# Literary Maneuvers June 2019 Prompt Voting



## bdcharles (May 26, 2019)

Place your X in one (1) of the boxes


----------



## Rookish (May 28, 2019)

As a judge on the council of the Senate, 300 B.C, I promote without shame, nay, with a grin, my own prompt of Pleasure Planet.

This I do not out of duty, or as abasement to please the gods, but rather in service of an innocent curiosity.


----------



## Fatclub (Jun 2, 2019)

Rookish said:


> As a judge on the council of the Senate, 300 B.C, I promote without shame, nay, with a grin, my own prompt of Pleasure Planet.


You have parks and men on Pleasure Planet, don't you?

Looking at all the prompts I actually wonder if for one month we, or you all, could have the freedom to go for any nomination.
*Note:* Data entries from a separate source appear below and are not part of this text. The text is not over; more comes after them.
PR #1912, opened 2023-04-18
vdk-server: quickstart vdk now includes the UI

murphp15:
# Why
As part of releasing the UI we want to include it in the quickstart vdk process. 

# What
small changes to config and log url to the UI

# How has this been tested
locally


DeltaMichael (approved):

yonitoo (approved):

projects/vdk-plugins/vdk-server/src/vdk/plugin/server/installer.py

Or no nominations, just a free, unfettered fortnight.


----------



## bdcharles (Jun 2, 2019)

Fatclub said:


> You have parks and men on Pleasure Planet, don't you?
> 
> Looking at all the prompts I actually wonder if for one month we, or you all, could have the freedom to go for any nomination. Or no nominations, just a free, unfettered fortnight.



I love this idea!


----------



## SueC (Jun 2, 2019)

What a great idea!


----------



## velo (Jun 3, 2019)

bdcharles said:
			
		

> Or no nominations, just a free, unfettered fortnight.




I like the idea as well.  

_Free_
_Unfettered_
_Shriven _
_Free - _
_Dream that what is dreamed will be:_
_Old eyes clasped shut until they see,_
_And sing the silent prophecy -_
_And be - _
_Unfettered_
_Shriven_
_Free.

-_Stephen R. Donaldson, _The Chronicles of Thomas Covenant_


----------



## Fatclub (Jun 3, 2019)

..love Stephen R Donaldson!


----------



## velo (Jun 3, 2019)

I think about 1/3 of my vocabulary comes from reading him when I was young.


----------



## Fatclub (Jun 5, 2019)

Yes, when I read the first Thomas Covenant book, I made a handwritten note of 57 words to look up in the dictionary. Lord Foul's *Bane *being the first!


----------



## velo (Jun 5, 2019)

https://web.archive.org/web/20150218032816/http://gdiproductions.net/srdamd/

The site isn't live anymore but this is a cached version.  All the uncommon words SRD used in TCoTC


----------